In 1988, Gordy sold Motown Records to MCA Inc. (owner of Universal Studios, which co-produced four films with Motown) and Boston Ventures. The following year, he sold Motown Productions to de Passe, and the company continued its success in television with the popular miniseries Lonesome Dove (1989). A sequel, Streets of Laredo, would follow in 1995. Changing its name to de Passe Entertainment in 1992, the company has produced a number of successful TV programs, among them Sister, Sister (1994–1999), Smart Guy (1997–1999), and It's Showtime at the Apollo (produced by de Passe from 2002 to 2008). Successful TV specials from the company include Motown biopics such as The Jacksons: An American Dream (1992) and The Temptations (1998), The Loretta Claiborne Story (2000), and the Essence Awards and NAACP Image Awards telecasts. de Passe Entertainment also produced the feature films Class Act (1992), starring rappers Kid 'n Play, and Who's the Man? (1993), starring hip-hop radio personalities Doctor Dré and Ed Lover.

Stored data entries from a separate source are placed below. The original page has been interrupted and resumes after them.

PR #1248, opened 2017-03-30
[MRG] Keras wrapper for Word2Vec model in Gensim

chinmayapancholi13:
This PR adds a Keras wrapper for Word2Vec Model in Gensim.


chinmayapancholi13:
@tmylk I have tried to use the wrapper for a smaller version of the [20NewsGroup](http://qwone.com/~jason/20Newsgroups/) task. The code used is as follows. (It is based on the code used [here](https://blog.keras.io/using-pre-trained-word-embeddings-in-a-keras-model.html))

```python

from __future__ import print_function

import os
import sys
import numpy as np
from gensim.sklearn_integration.keras_wrapper_gensim_word2vec import KerasWrapperWord2VecModel
from keras.engine import Input
from keras.layers import merge
from keras.preprocessing.text import Tokenizer
from keras.preprocessing.sequence import pad_sequences
from keras.utils.np_utils import to_categorical
from keras.layers import Dense, Input, Flatten
from keras.layers import Conv1D, MaxPooling1D, Embedding
from keras.models import Model

BASE_DIR = ''
TEXT_DATA_DIR = BASE_DIR + './path/to/text/data/dir'
MAX_SEQUENCE_LENGTH = 1000
EMBEDDING_DIM = 100
VALIDATION_SPLIT = 0.2
BATCH_SIZE = 128

# prepare text samples and their labels

texts = []  # list of text samples
labels_index = {}  # dictionary mapping label name to numeric id
labels = []  # list of label ids

for name in sorted(os.listdir(TEXT_DATA_DIR)):
    path = os.path.join(TEXT_DATA_DIR, name)
    if os.path.isdir(path):
        label_id = len(labels_index)
        labels_index[name] = label_id
        for fname in sorted(os.listdir(path)):
            if fname.isdigit():
                fpath = os.path.join(path, fname)
                if sys.version_info < (3,):
                    f = open(fpath)
                else:
                    f = open(fpath, encoding='latin-1')
                t = f.read()
                i = t.find('\n\n')  # skip header
                if 0 < i:
                    t = t[i:]
                texts.append(t)
                f.close()
                labels.append(label_id)

# vectorize the text samples into a 2D integer tensor
tokenizer = Tokenizer()
tokenizer.fit_on_texts(texts)
sequences = tokenizer.texts_to_sequences(texts)

word_index = tokenizer.word_index
data = pad_sequences(sequences, maxlen=MAX_SEQUENCE_LENGTH)
labels = to_categorical(np.asarray(labels))

# split the data into a training set and a validation set
indices = np.arange(data.shape[0])
np.random.shuffle(indices)
data = data[indices]
labels = labels[indices]
num_validation_samples = int(VALIDATION_SPLIT * data.shape[0])

x_train = data[:-num_validation_samples]
y_train = labels[:-num_validation_samples]
x_val = data[-num_validation_samples:]
y_val = labels[-num_validation_samples:]

# train the embedding matrix
data1 = word2vec.LineSentence('./path/to/input/data')
Keras_w2v = KerasWrapperWord2VecModel(data1, min_count=1)
embedding_layer = Keras_w2v.get_embedding_layer()

sequence_input = Input(shape=(MAX_SEQUENCE_LENGTH,), dtype='int32')
embedded_sequences = embedding_layer(sequence_input)

x = Conv1D(128, 5, activation='relu')(embedded_sequences)
x = MaxPooling1D(5)(x)
x = Conv1D(128, 5, activation='relu')(x)
x = MaxPooling1D(5)(x)
x = Conv1D(128, 5, activation='relu')(x)
x = MaxPooling1D(35)(x)  # global max pooling
x = Flatten()(x)
x = Dense(128, activation='relu')(x)
preds = Dense(len(labels_index), activation='softmax')(x)

model = Model(sequence_input, preds)
model.compile(loss='categorical_crossentropy',
              optimizer='rmsprop',
              metrics=['acc'])

model.fit(x_train, y_train, validation_data=(x_val, y_val), batch_size=BATCH_SIZE)

```

tmylk:
Please add unit tests and an ipynb

chinmayapancholi13:
@tmylk Sure.

chinmayapancholi13:
@tmylk I have added unit tests for word similarity task (using cosine distance) as well as a smaller version of the [20NewsGroups](http://qwone.com/~jason/20Newsgroups/) classification task. I have also created an IPython notebook for the wrapper explaining both these examples.

docs/notebooks/datasets/20_newsgroup_keras/alt.atheism/49960
```diff
@@ -0,0 +1,58 @@
+Atheist Resources
+Addresses of Atheist Organizations
+USA
+FREEDOM FROM RELIGION FOUNDATION
+Darwin fish bumper stickers and assorted other atheist paraphernalia are available from the Freedom From Religion Foundation in the US.
```
tmylk: Please put data into `test/test_data`

gensim/keras_integration/__init__.py
```diff
@@ -0,0 +1,8 @@
+#!/usr/bin/env python
+# -*- coding: utf-8 -*-
+#
+# Copyright (C) 2011 Radim Rehurek <radimrehurek@seznam.cz>
+# Licensed under the GNU LGPL v2.1 - http://www.gnu.org/licenses/lgpl.html
+"""Keras wrappers for gensim.
```
tmylk: "Wrapper to allow gensim word2vec as input into Keras." is more clear. And in other docstrings and ipynbs too

tmylk:
Thanks for the feature. The change seems to be so small - just 5 lines in `get_embedding_layer()`

Instead of creating a new class, could you please just add this one method to `KeyedVectors`?

chinmayapancholi13:
@tmylk Sure. I'll add the function in `KeyedVectors` instead of creating a new class.

docs/notebooks/datasets/20_newsgroup_keras/alt.atheism/49960
chinmayapancholi13: @tmylk The data used in the unit tests is present in `test/test_data` folder already. The data used in the IPython notebooks is present in `docs/notebooks/datasets` folder. We are using the same data at both places so to avoid unnecessary duplication, should I use the data in `test/test_data` (i.e. set the path accordingly in the ipynb) in the ipynb notebooks as well?

gensim/keras_integration/__init__.py
chinmayapancholi13: @tmylk The file `__init__.py` is common for the entire folder `gensim/keras_integration` (which in turn would have the files for integration of the various models with Keras). So shouldn't the docstring here be more generic (like it already is)?

docs/notebooks/datasets/20_newsgroup_keras/alt.atheism/49960
tmylk: yes, `test/test_data` is a better location for data used in both

gensim/keras_integration/__init__.py
tmylk: It can be more general, just pointing out the difference in meaning between "keras wrapper for gensim" vs "gensim wrapper for keras". Which one is it?
I think it is a "Wrapper to allow gensim models as input into Keras."

tmylk:
@chinmayapancholi13 this is more appropriate to have in KeyedVectors class.
And to have an example integration with Classification  in https://github.com/stephenhky/PyShortTextCategorization/blob/db246e3ade2fcdea58953ff807d259464765a661/shorttext/classifiers/embed/nnlib/VarNNEmbedVecClassification.py

docs/notebooks/datasets/20_newsgroup_keras/alt.atheism/49960
chinmayapancholi13: Got it. So, I'll change the path set in the ipynb for this functionality.

gensim/keras_integration/__init__.py
chinmayapancholi13: Okay. Understood it now. Thanks for pointing this out. So, I'll change "Keras wrappers for gensim" to "Wrappers to allow gensim models as input into Keras".

chinmayapancholi13:
@tmylk I have moved the function `get_embedding_layer` to `keyedvectors.py`. I am adding the classification example now.
Also, the tests are failing because of PEP8 checking being done in the **test data**. Is this what we expect?

chinmayapancholi13:
@tmylk I have added the classification example as discussed. As I had mentioned above, the tests are failing because of PEP8 checks for the **test data**.

tmylk:
you can add `txt` to flake8 ignore list like in https://github.com/RaRe-Technologies/gensim/pull/1309

chinmayapancholi13:
@tmylk Thanks! :) I have added `.txt` and `.csv` to flake8 ignore list.

gensim/models/keyedvectors.py
```diff
@@ -78,6 +78,7 @@
 from six import string_types, iteritems
 from six.moves import xrange
 from scipy import stats
+from keras.layers import Embedding
```
tmylk: this is  an optional dependency. please change into a flag

gensim/test/test_keras_integration.py
```diff
@@ -0,0 +1,147 @@
...
+    ['graph', 'minors', 'survey']
+]
+
+module_path = os.path.dirname(__file__)  # needed because sample data files are located in the same folder
+datapath = lambda fname: os.path.join(module_path, 'test_data', fname)
+
+
+class TestKerasWord2VecWrapper(unittest.TestCase):
+    def setUp(self):
+        self.model_cos_sim = word2vec.Word2Vec(sentences, size=100, min_count=1, hs=1)
```
tmylk: Please skip tests if keras not installed

gensim/test/test_keras_integration.py
```diff
@@ -0,0 +1,147 @@
...
+
+        # test querying for "most similar" by vector
+        graph_vector = model.wv.syn0norm[model.wv.vocab['graph'].index]
+        sims2 = model.most_similar(positive=[graph_vector], topn=11)
+        sims2 = [(w, sim) for w, sim in sims2 if w != 'graph']  # ignore 'graph' itself
+        self.assertEqual(sims, sims2)
+
+    def testEmbeddingLayerCosineSim(self):
+        """
+        Test Keras 'Embedding' layer returned by 'get_embedding_layer' function for a simple word similarity task.
```
tmylk: How much memory does it take? Is it doubling up? Please run memory profiler and add a cautionary note

gensim/models/keyedvectors.py
chinmayapancholi13: Sure. Added a flag to check if Keras is installed or not. If not installed and function `get_embedding_layer()` called, then it raises an `ImportError`.

gensim/test/test_keras_integration.py
chinmayapancholi13: Done. Added a check to ensure that if Keras is not installed then the tests are skipped with a suitable error mesage.

.travis.yml
```diff
@@ -19,6 +19,9 @@ install:
   - pip install testfixtures
   - pip install unittest2
   - pip install scikit-learn
+  - pip install theano
+  - pip install tensorflow
+  - pip install keras
```
tmylk: please add them to test_requires in setup.py

gensim/test/test_keras_integration.py
tmylk: Any update?

tmylk:
comments about ipynb: 

rename `model_wv` as `wv`

cosine of 2 vectors is not the probability of them occuring together.

Please fix `The `Merge` layer is deprecated and will be removed after 08/2017`

Please compare the result of keras cos model with a simple `wv[word_b].dot(wv[word_a])`. it should be the same.

In the final cell the score of `{'mathematics': 0.97023982,` is very good. Please call it a good result!

gensim/test/test_keras_integration.py
chinmayapancholi13: Sorry for the delay in doing this. I was first trying to finish the coding part of the PR. I'll do the memory profiling on this now and post the updates very soon.

.travis.yml
chinmayapancholi13: The discussion [here](https://github.com/RaRe-Technologies/gensim/pull/1336/files/f0ba459269460fe24d527550f223a90924688faa#r117319253) seems to suggest that we actually use the same list for `test_env` and `tests_require` in `setup.py`. So, I have added these 3 requirements to `test_env`. 
Please let me know if I have misunderstood this.

chinmayapancholi13:
@tmylk Thanks a lot for your feedback. I have incorporated your suggestions as follows : 
- **rename `model_wv` as `wv`** : Done

- **cosine of 2 vectors is not the probability of them occuring together** : I have replaced the comment with `output is the cosine distance between the two words (as a similarity measure)`

- **Please fix `The Merge layer is deprecated and will be removed after 08/2017`** : I have replaced `merge` with `dot` function (with param `normalize` set to `True` for taking the cosine distance). The particular warning is no longer there.

- **Please compare the result of keras cos model with a simple `wv[word_b].dot(wv[word_a])`. it should be the same** : The values are the same when we set `normalize` as `False` in the `dot` function. This is because in such a case the output value is only the dot product (and not the cosine distance) of the two vectors. 
Would we want this check to be explicitly added somewhere in the unit-tests or the ipynb notebook? Or was this checking only for our verification of the behavior of the Keras function?

- **In the final cell the score of {'mathematics': 0.97023982, is very good. Please call it a good result!** : I have updated the comment in the last cell.

gensim/test/test_keras_integration.py
chinmayapancholi13: @tmylk Since we are not using any new extra array/matrix in `get_embedding_layer()`, no extra memory is being used because of the function. Thus, as expected, memory profiler shows no extra memory usage because of the function.

.travis.yml
menshikh-iv: You are right @chinmayapancholi13, add this to [this list](https://github.com/RaRe-Technologies/gensim/blob/develop/setup.py#L229)

chinmayapancholi13: @menshikh-iv Thanks! Done.

gensim/keras_integration/__init__.py
```diff
@@ -0,0 +1,8 @@
+#!/usr/bin/env python
+# -*- coding: utf-8 -*-
```
tmylk: This file and folder are no longer needed

gensim/test/test_keras_integration.py
tmylk: There is a new keras object `Embedding` - when is it initialised? Expect it to take at least some memory

chinmayapancholi13: The new Keras object `Embedding` is initialised within the `get_embedding_layer()` function as : 

```python
weights = self.syn0
layer = Embedding(input_dim=weights.shape[0], output_dim=weights.shape[1], weights=[weights])
```

But it shouldn't be taking significant memory. On running the `memory_profiler` with 100 MB input text file (text8 example), the particular line (or the function overall) doesn't show any extra memory used (probably because the memory used in the particular line is less than 1 MB). Should I try profiling the function with higher size inputs?

gensim/keras_integration/__init__.py
chinmayapancholi13: Right! Removing this folder right away.

gensim/test/test_keras_integration.py
tmylk: it's probably lazy evaluation

setup.py
```diff
@@ -233,6 +233,9 @@ def finalize_options(self):
     'scikit-learn',
     'pyemd',
     'annoy',
+    'theano',
```
tmylk: would only one of them be enough? tf is preferred

gensim/test/test_keras_integration.py
chinmayapancholi13: Here is the relevant code's link for later reference as well : https://github.com/fchollet/keras/blob/master/keras/engine/topology.py#L310

tmylk:
Let's add a note about shorttext to ipynb.

And then LGTM

menshikh-iv:
Need to fix `.travis` file (add keras dependencies in another branch, merge it and re-run Travis tests in this PR)

chinmayapancholi13:
@menshikh-iv This is because Keras also needs Tensorflow to be installed (when Tensorflow is the default backend). And we are not installing Tensorflow in `.travis.yml` because if we do `pip install tensorflow`, the 'only CPU-support' version gets installed by default. So if a user already has GPU-supported version of tensorflow (using `pip install tensorflow-gpu`) installed, it would get overwritten. This was also the reason behind removing automatic installation of TF while installation of Keras (see https://github.com/fchollet/keras/issues/5776#issuecomment-286637929).

Thus, we(similar to Keras) expect the users to install Tensorflow by themselves.

menshikh-iv:
@chinmayapancholi13 thank for your clarification, but what will we do with Travis?

chinmayapancholi13:
@menshikh-iv One solution can be to include TF in the installation and add a note that users would have to re-install the TF of their choice again (i.e. in case it gets overwritten). For the tests to get passed in travis, I believe we must install TF somehow so this can be a solution in my opinion.

menshikh-iv:
@chinmayapancholi13 Sounds good for me, let's do it.

menshikh-iv:
@chinmayapancholi13 Great :1st_place_medal:

docs/notebooks/keras_wrapper.ipynb
```diff
@@ -0,0 +1,800 @@
...
+    "    ['graph', 'minors', 'trees'],\n",
+    "    ['graph', 'minors', 'survey']\n",
+    "]"
+   ]
+  },
+  {
+   "cell_type": "markdown",
+   "metadata": {},
+   "source": [
+    "Then, we call the wrapper and pass appropriate parameters."
```
piskvorky: What wrapper?

Here and below, the text refers some "wrapper", but I see no wrapper.

docs/notebooks/keras_wrapper.ipynb
```diff
@@ -0,0 +1,800 @@
...
+     "output_type": "stream",
+     "text": [
+      "[[[ 0.00596689]]]\n"
+     ]
+    }
+   ],
+   "source": [
+    "word_a = 'graph'\n",
+    "word_b = 'trees'\n",
+    "output = keras_model.predict([np.asarray([model.wv.vocab[word_a].index]), np.asarray([model.wv.vocab[word_b].index])])  # output is the cosine distance between the two words (as a similarity measure)\n",
```
piskvorky: The comment would be better moved after the code, on a separate line, to improve readability.

docs/notebooks/keras_wrapper.ipynb
```diff
@@ -0,0 +1,800 @@
...
+   "cell_type": "code",
+   "execution_count": 15,
+   "metadata": {
+    "collapsed": true
+   },
+   "outputs": [],
+   "source": [
+    "# global variables\n",
+    "\n",
+    "nb_filters=1200  # number of filters\n",
```
piskvorky: PEP8: space around the assignment operator (`x = 1`).

Here and elsewhere in the notebook.

docs/notebooks/keras_wrapper.ipynb
```diff
@@ -0,0 +1,800 @@
...
+    "    \"\"\"\n",
+    "    Retrieve the training data in a CSV file, with the first column being the\n",
+    "    class labels, and second column the text data. It returns a dictionary with\n",
+    "    the class labels as keys, and a list of short texts as the value for each key.\n",
+    "    \"\"\"\n",
+    "    df = pd.read_csv(filepath)\n",
+    "    category_col, descp_col = df.columns.values.tolist()\n",
+    "    shorttextdict = defaultdict(lambda : [])\n",
+    "    for category, descp in zip(df[category_col], df[descp_col]):\n",
+    "        if type(descp)==str:\n",
```
piskvorky: Will this work across Python 2 / Python 3?

docs/notebooks/keras_wrapper.ipynb
```diff
@@ -0,0 +1,800 @@
...
+    "            shorttextdict[category] += [descp]\n",
```
piskvorky: `append` simpler, faster and more readable?

docs/notebooks/keras_wrapper.ipynb
```diff
@@ -0,0 +1,800 @@
...
+    "\n",
+    "def retrieve_csvdata_as_dict(filepath):\n",
+    "    \"\"\"\n",
+    "    Retrieve the training data in a CSV file, with the first column being the\n",
+    "    class labels, and second column the text data. It returns a dictionary with\n",
+    "    the class labels as keys, and a list of short texts as the value for each key.\n",
+    "    \"\"\"\n",
+    "    df = pd.read_csv(filepath)\n",
+    "    category_col, descp_col = df.columns.values.tolist()\n",
+    "    shorttextdict = defaultdict(lambda : [])\n",
```
piskvorky: `defaultdict(list)`

docs/notebooks/keras_wrapper.ipynb
```diff
@@ -0,0 +1,800 @@
...
+    "        if type(descp)==str:\n",
+    "            shorttextdict[category] += [descp]\n",
+    "    return dict(shorttextdict)\n",
+    "\n",
+    "def subjectkeywords():\n",
+    "    \"\"\"\n",
+    "    Return an example data set, with three subjects and corresponding keywords.\n",
+    "    This is in the format of the training input.\n",
+    "    \"\"\"\n",
+    "    data_path = './datasets/keras_classifier_training_data.csv'\n",
```
piskvorky: `is.path.join` better (will work on Windows too).

Here and elsewhere.

docs/notebooks/keras_wrapper.ipynb
```diff
@@ -0,0 +1,800 @@
...
+    "    scoredict[classlabel] = predictions[0][idx]\n",
+    "\n",
+    "print scoredict"
+   ]
+  },
+  {
+   "cell_type": "markdown",
+   "metadata": {},
+   "source": [
+    "The result above clearly suggests (~ 98% probability!) that the input `artificial intellegence` should belong to the category `mathematics`, which conforms very well with the expected output in this case.\n",
```
piskvorky: `intellegence` => `intelligence`

chinmayapancholi13:
@piskvorky Thanks a lot for your comprehensive feedback! :) I'd be happy to make these changes in a new PR. I'll also try to keep in mind these code-style issues in the future.

docs/notebooks/keras_wrapper.ipynb
chinmayapancholi13: Yes. It is working fine for both Python 2 and 3.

===de Passe Jones Entertainment===
In 2008, Suzanne de Passe joined with veteran producer Madison Jones to form de Passe Jones Entertainment which is headquartered in Los Angeles, California.

== Films ==

=== Motown Productions ===
- The Supremes In The Orient (1966) (Never Released)
- Lady Sings the Blues (1972, Paramount Pictures)
- Mahogany (1975, Paramount Pictures)
- The Bingo Long Traveling All-Stars & Motor Kings (1976, Universal Pictures)
- Scott Joplin (1977, Universal Pictures)
- Big Time (1977, WorldWide Pictures)
- Thank God It's Friday (1978, Columbia Pictures)
- Almost Summer (1978, Universal Pictures)
- The Wiz (1978, Universal Pictures)
- The Last Dragon (1985, TriStar Pictures)

=== de Passe Entertainment ===
- Class Act (1992, Warner Bros.)
- Who's the Man? (1993, New Line Cinema)

== Notable television films, miniseries, and specials ==

=== Motown Productions ===
- TCB (1968, NBC)
- G.I.T. on Broadway (1969, NBC)
- The Temptations Show (1969, Syndicated)
- The Smokey Robinson Show (1970, ABC)
- Diana! (1971, ABC)
- Goin' Back to Indiana (1971, ABC)
- An Evening with Diana Ross (1977, NBC)
- Amateur Night at the Dixie Bar and Grill (1979, NBC)
- The Last Song (1980, CBS)
- A Small Killing (1981, CBS)
- Callie & Son (1981, CBS)
- Happy Endings (1983, CBS)
- Motown 25: Yesterday, Today, Forever (1983, NBC)
- Motown Returns to the Apollo (1985, NBC)
- The Motown Revue (1986, NBC)
- Temptations and Four Tops (1986, Showtime)
- Marvin Gaye (1987, Showtime)
- Motown Merry Christmas (1987, NBC)
- Michael Jackson: The Legend Continues (1988, Showtime)
- Lonesome Dove (1989, CBS)
- Small Sacrifices (1989, ABC)
- The Jacksons: An American Dream (1992, ABC)

=== de Passe Entertainment ===
- Streets of Laredo (1995, CBS)
- The Temptations (1998)
- Motown 40: The Music is Forever (1998)
- Zenon: Girl of the 21st Century (1999)
- Zenon: The Zequel (2001)
- Motown 45 (2004)
- Zenon: Z3 (2004)

== Notable television series ==

=== Motown Productions ===
- The Jackson 5ive (1971–1973, ABC; with Rankin-Bass)
- Nightlife (1986–1987, syndicated; with King World Productions)
- Sidekicks (1986–1987, ABC; with Walt Disney Television)
- Kid 'n Play (1990, NBC; with Marvel Productions and Saban Entertainment)
- RollerGames (1990-1992, syndicated)

=== de Passe Entertainment ===
- Sister, Sister (1994–1999, ABC/WB with Paramount Television)
- Smart Guy (1997–1999, WB with Walt Disney Television)
- Showtime at the Apollo (2002–2008 syndication/FOX with Warner Bros. Television Distribution)
- All American Girl (2003, ABC/ABC Family)
- On Our Own (1994–1995, ABC with Warner Bros. Television)

==Productions==
In 2009, dJE produced President Barack Obama's Commander in Chief's Inaugural Ball.